Why our emotions can be skewed

One of the most confusing (for me) things about ADHD is the sudden changes in mood. The slightest thing can set off the spiral of negativity which leads deeper and deeper towards total loathing of self. Last week I had such an episode where I suddenly felt I should never have become a coach. I am not worthy to be a coach. I am not important enough to be a coach.

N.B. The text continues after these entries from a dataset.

PR #4566, opened 2021-11-26
Emoji insertion leftover characters 

### LINKED ISSUE #3449: Emoji autocompleter sometimes leaves search string after replacement
#### Describe the bug
When searching for an emoji via `:` autocompletion sometimes it leaves the search text after inserting the emoji. It only happens occasionally but I've found one reliable way to reproduce it, see below:

#### To Reproduce
1. Type `:tada` (it's important to type exactly this)
2. Select the :tada:  emoji from the completer
3. The message composer will now say :tada:`tada`

#### Expected behavior
Tada text is removed

 - Device: Nexus 5X
 - OS: Android 8.1 (Lineage)

#### Additional context
 - App version and store Schildichat `1.1.7sc33` (I *think* this reproduces with EA as well)
 - Using AOSP keyboard.

ouchadam:
Fixes #3449 Leftover characters when inserting emojis by text.

This was a really strange issue, it seemed to only affect single character look ups eg `:a` but didn't affect all emojis equally, `:z` worked without issue. There's no obvious place where we're incorrectly manipulating the message text content and replacing the `replace` with a `delete + insert` also fixed the issue... perhaps some lingering spans in some cases?  

- Also fixed the emoji replacement always using the last `:` by taking into account the current cursor position

| BEFORE INSERT EMOJI | AFTER INSERT EMOJI |
| --- | --- |
|before-emoji-text|after-emoji-text

| BEFORE POSITION | AFTER POSITION |
| --- | --- |
before-emoji-position|after-emoji-position

### DIFF
--- a/vector/src/main/java/im/vector/app/features/home/room/detail/AutoCompleter.kt
+++ b/vector/src/main/java/im/vector/app/features/home/room/detail/AutoCompleter.kt
@@ -182,7 +182,7 @@ class AutoCompleter @AssistedInject constructor(
                 .with(object : AutocompleteCallback<String> {
                     override fun onPopupItemClicked(editable: Editable, item: String): Boolean {
                         // Detect last ":" and remove it
-                        var startIndex = editable.lastIndexOf(":")
+                        var startIndex = editable.subSequence(0, editText.selectionStart).lastIndexOf(":")
                         if (startIndex == -1) {
                             startIndex = 0
                         }
--- a/vector/src/main/java/im/vector/app/features/home/room/detail/AutoCompleter.kt
+++ b/vector/src/main/java/im/vector/app/features/home/room/detail/AutoCompleter.kt
@@ -181,7 +181,7 @@ class AutoCompleter @AssistedInject constructor(
                 .with(backgroundDrawable)
                 .with(object : AutocompleteCallback<String> {
                     override fun onPopupItemClicked(editable: Editable, item: String): Boolean {
-                        // Detect last ":" and remove it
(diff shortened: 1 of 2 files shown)


vector/src/main/java/im/vector/app/features/home/room/detail/AutoCompleter.kt
```diff
@@ -182,7 +182,7 @@ class AutoCompleter @AssistedInject constructor(
                 .with(object : AutocompleteCallback<String> {
                     override fun onPopupItemClicked(editable: Editable, item: String): Boolean {
                         // Detect last ":" and remove it
-                        var startIndex = editable.lastIndexOf(":")
+                        var startIndex = editable.subSequence(0, editText.selectionStart).lastIndexOf(":")
```
bmarty, line 185: Maybe update the comment above?

bmarty (approved):
Thanks for those 2 fixes. Just a small comment about a comment :)

vector/src/main/java/im/vector/app/features/home/room/detail/AutoCompleter.kt
ouchadam: https://github.com/vector-im/element-android/pull/4566/files#diff-b7f049abc21b0d7948c0e51a423be888d10aa33cf02111be634b4cd4f741cf8b

Bubu:
Thank you so much for fixing this :heart:!

This has been driving me nuts for such a long time (and I never really could find reliable reproduction steps)... :sweat_smile:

Don’t worry, I got out of that cycle and once again am my normal fairly stable self with good self-esteem and confidence. But each time I go through such a dip, it takes its toll on my energy.

As I keep telling my clients, rejection sensitivity is not an innate part of ADHD. Instead it is a survival response. Our childhood is usually littered with rejection, whether overt or hidden. Early on we learn to substitute our real feelings of rejection and sadness by pretending we were ‘fine’. People used to talk about me as the ‘girl who always smiles’ when actually a lot of the time I was very unhappy.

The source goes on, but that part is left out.